- Directions for this task
Where "YubiKey" appears in a line of the entries below, that line should be copied.

[Dataset excerpts]

....

PR #3059, opened 2022-12-28
Validate YUBICO_SERVER string (#3003)

### LINKED ISSUE #3003: Not posible to store a YubiKey OTP in the user Account Settings
### Subject of the issue

After following the steps in the Vaultwarden Wiki how to obtain a Client ID and Secret Key at Yubico and setting those values as enviromental variables for the docker container (https://github.com/dani-garcia/vaultwarden/wiki/Enabling-Yubikey-OTP-authentication) I still can't register any YubKey in Vaultwarden. When trying to do so, after touching the gold contact of the YubiKey at one of the YubiKey fields in user account settings, an red error notification is given:

Invalid YubiKey OTP provided.

Tested it with multiple YubiKey Keys (2x YubiKey 5 NFC and 2x YubiKey 5C NFC)

The error is also logged in the logfile:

....

- Final answer
### LINKED ISSUE #3003: Not posible to store a YubiKey OTP in the user Account Settings
After following the steps in the Vaultwarden Wiki how to obtain a Client ID and Secret Key at Yubico and setting those values as enviromental variables for the docker container (https://github.com/dani-garcia/vaultwarden/wiki/Enabling-Yubikey-OTP-authentication) I still can't register any YubKey in Vaultwarden. When trying to do so, after touching the gold contact of the YubiKey at one of the YubiKey fields in user account settings, an red error notification is given:
Invalid YubiKey OTP provided.
Tested it with multiple YubiKey Keys (2x YubiKey 5 NFC and 2x YubiKey 5C NFC)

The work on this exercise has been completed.